In the world of stock photography, the top photographers shoot medium format Hasselblad, with Carl Zeiss lens, and a digital back. This set up will set you back fifty to sixty thousand dollars. Do you need to run out and buy equipment of this quality? Well, yes you do. I would recommend, if your children are young enough, that you sell a couple them. Another, less recommended option, is to keep the children and introduce them to the joys of spending their afternoons working in a sweat shop. You should still be able to get some nice Nikon or Canon equipment. That being said, it will still take you a little while to get your new equipment, so you will need to get along with your current set up. This is fine, as long as you don’t let it go on for too long. If you have a digital camera, even if it isn’t a fancy pants Nikon or Cannon, it is likely that there will be different write setting which determines how the camera takes the image and writes it to the disk. Once you find the different settings, there will likely be something like, small, medium, large, fine, and raw, or something along those lines.

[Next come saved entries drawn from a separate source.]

PR #417, opened 2019-04-18
Travis CI: Add Python 3.7 and pypy3

cclauss:
Python 3.4 is End of Life: https://devguide.python.org/devcycle/#end-of-life-branches

[Travis are now recommending removing the __sudo__ tag](https://blog.travis-ci.com/2018-11-19-required-linux-infrastructure-migration).

"_If you currently specify __sudo: false__ in your __.travis.yml__, we recommend removing that configuration_"

Conditionally install __datrie__ only if on CPython < 3.7 as a workaround to pytries/datrie#52 which although ___closed___ is not yet released to https://pypi.org/project/datrie as discussed in pytries/datrie#68.  It would also be possible to add `pip3 install git+https://github.com/pytries/datrie.git` on CPython >= 3.7.


gsnedders:
FWIW: given we're a vendored dependency of pip, we've typically avoided dropping support for any version of Python still supported by pip, which implies we should still support Py3.4.

gsnedders:
Thanks!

Basically it is determining how high a quality image you are taking. The important one is Raw. Shooting in raw will drastically reduce your memory card capacity, but that is what you want to use. The reason is that in raw, your little camera is basically capturing all the information it needs to make lots of adjustments after the fact.
I can tell by my word count that I have rambled on a bit, and I am not close to finishing my photographing woodworking rant, so I will make this a multiple part series. So before I put this drivel to bed for the night, let me reiterate the main points. Use a tripod, because it gives you flexibility with regards to lighting, and shoot in raw, because after you shoot, you can make adjustments to the image, to get it to look the way you want.
Once you have shot the image and downloaded it to your computer, you will be given an option to open the image in an editing program, usually included with the camera. This is where you can play with the image. You are able to overexpose (make brighter) or underexpose (make darker) the image. You are able to adjust temperature of the light (a future post will go into greater detail about warm vs. cold light) I have included 4 images, the 1st one is cold, the second one is warm, the third one has the black increased, and the 4th one is desaturated and darkened to create a black and white image. They are all from the same single shot, taken in raw. I hope this illustrates the value of raw and will encourage you to give it a try. I also have included a shot showing my lights.
So class, I expect that you are all eager to try out the tips from today’s lecture. Your homework is to write a brief description of the camera equipment that you have in the comments section. Also I invite you to pose any specific questions you might have, though I must warn you that I am not good with world capitals or the periodic table of the elements.